Here are your problems:

  1. Determine the number of directories containing problems. Observe that there is only one message per file. What is the total number of messages sent? Output 2 columns on a single line, the # of directories, and the total # of messages sent.
  2. Determine how many messages are in the longest thread. List all of the threads that are of that length. Here it might be helpful to write (maybe) a temp file w/2 columns, sorting on the second column in an intelligent way, and the using bash's read, or Awk to find the lines you want. Note, a suffix of _6 does not necessarily mean that the previous 5 messages exist.
  3. Write a script that takes, as command-line arguments, the year, month and day, in that order. E.g.:
    prob3 2003 11 27
    , and returns a list of messages that were sent on that day.
  4. In each message, pull out the target hostname (not the full email address) from the To: line (be careful about finding quoted To: lines). How many distinct hostnames are there? Note, hostnames on the Internet are case insensitive. How many messages were sent to each (for this you'll need sort, and you'll want to look at the squash awk script in the anagram lab from the Awk lecture).

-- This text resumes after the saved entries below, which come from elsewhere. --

PR #230, opened 2025-03-23
chore: setup biome format, fix on commit

### LINKED ISSUE #220: configure biome.js style rules
optimize for LoC limits and small things like quote type, trailing comma, no semicolon, etc

incognitojam:
- `bun check`: runs `biome check`
- `bun fix`: runs `biome check --write`
- `pre-commit` hook automatically runs checks and applies fixes

closes #220

### DIFF
--- a/.editorconfig
+++ b/.editorconfig
@@ -7,4 +7,5 @@ end_of_line = lf
 indent_size = 2
 indent_style = space
 insert_final_newline = true
+max_line_length = 120
 trim_trailing_whitespace = true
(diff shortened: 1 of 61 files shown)


incognitojam:
some of the wrapping, especially in import statements, isn't ideal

    Output 2 columns, the hostname and the # of messages sent there, 1 record per line, sorted by column 2, in descending order. The last line shall be "total nnn", where nnn is the total # of distinct hostnames.

Grading

Each problem will be worth 20%, with 20% reserved for coding style, comments, the ability to follow directions, the README, etc.

Submission

Submit the following files:

, where each probn is a bash file, with execute permissions set, and the proper sha-bang (we might be grading from the Midnight Commander Shell; who knows?).

Each script should have comments explaining what the script does. Your script may call additional scripts or programs (Awk) in other files and temporary files may be created - if so this should be documented. Make sure that the problem can be solved simply by executing your main script.

For example, while testing using the entire archive, you might do this:

ARCHIVE=/home/kschmidt/public_html/CS265/Assignments/DrMath/Archive ./prob3

Or, define it in your environment, export it, and run your program:

ARCHIVE=/home/kschmidt/public_html/CS265/Assignments/DrMath/Archive
export ARCHIVE
./prob3

Do not set this variable in your scripts (or, check to see that it is unset before modifying it). We will want to set it to a directory of our choosing.

Create a subdirectory which contains the test data you used. This data set should contain a few directories each with a few messages. It provides a quick way to test your code and you should use it to test your code yourself.

Do NOT submit temporary files, nor your test data. Just the required scripts, and any helper files.

All assignments should be submitted via gitlab.cci . Create a top-level subdirectory in your course repository named assn1 . Contact one of the TAs or instructor if you have not done this previously).